Material provided:
PR #3809, opened 2026-07-07
Update LICENSE.txt

granjacours697-netizen:
Entry-point path traversal in noarch:python install (arbitrary file write) — canonical Python implementation


martinfleis:
Are you a bot or something?

PR #3811, opened 2026-07-10
DOC: clarify explode geometry collection behavior

### LINKED ISSUE #3810: DOC: GeometryCollections and `gdf.explode` -- docs suggest more than 1 level of nesting to be stripped

---

```python
from shapely.geometry import GeometryCollection
from shapely.geometry import MultiPoint
d = {'geometry': [GeometryCollection([
        MultiPoint([(1, 2), (3, 4)]),
        MultiPoint([(2, 1), (0, 0)]),
    ])]}
gdf = geopandas.GeoDataFrame(d, crs="EPSG:4326")
gdf
gdf.explode()
```

->

```
                    geometry
0  MULTIPOINT ((1 2), (3 4))
0  MULTIPOINT ((2 1), (0 0))
```

#### Problem description

The [docs](https://geopandas.org/en/latest/docs/reference/api/geopandas.GeoDataFrame.explode.html#geopandas.GeoDataFrame.explode) explain the `explode` function as follows:

> Explode multi-part geometries into multiple single geometries.

> Each row containing a multi-part geometry will be split into multiple rows with single geometries, thereby increasing the vertical size of the GeoDataFrame.

> Returns:
    GeoDataFrame
        Exploded geodataframe with each single geometry as a separate entry in the geodataframe.

From the repeated emphasis on "single geometry", one could have the impression that the result ALWAYS only contains `Point`, `Line`, and `Polygon` and rely on that. However, in fact you can _still_ have `MultiPoint` etc. in the result, e.g. when the feature was wrapped in a `GeometryCollection`, as illustrated in the code sample above.

Given the current wording, a user could even expect the explode function to go through an arbitrary depth and turn ALL the `Multi*` geometries it finds into their single counterparts.

#### Expected Output

I don't think the behaviour of the `explode` function should be changed, but it would be good to make its behaviour clearer in the docs. I suggest the text should mention how `GeometryCollection`s are handled and that only 1 level of nesting is removed, and the examples could include my sample code from this post.

#### Version

From the title of the doc page: GeoPandas 1.1.2.dev109+g2836d432f.d20260707 documentation

karlhillx:
Closes #3810

Clarifies that `explode` splits multi-part geometries and GeometryCollections into their direct component geometries, and that a single call does not recursively flatten nested multi-part geometries.

Also adds a `GeometryCollection` example to `GeoDataFrame.explode` showing that direct components can remain multi-part geometries.

Tests:
- `uv run python -m pytest --doctest-modules geopandas/geodataframe.py::geopandas.geodataframe.GeoDataFrame.explode geopandas/geoseries.py::geopandas.geoseries.GeoSeries.explode`


martinfleis (approved):
Thanks!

Work request: Return from the data every line that holds "sample".

Task result:
From the repeated emphasis on "single geometry", one could have the impression that the result ALWAYS only contains `Point`, `Line`, and `Polygon` and rely on that. However, in fact you can _still_ have `MultiPoint` etc. in the result, e.g. when the feature was wrapped in a `GeometryCollection`, as illustrated in the code sample above.
I don't think the behaviour of the `explode` function should be changed, but it would be good to make its behaviour clearer in the docs. I suggest the text should mention how `GeometryCollection`s are handled and that only 1 level of nesting is removed, and the examples could include my sample code from this post.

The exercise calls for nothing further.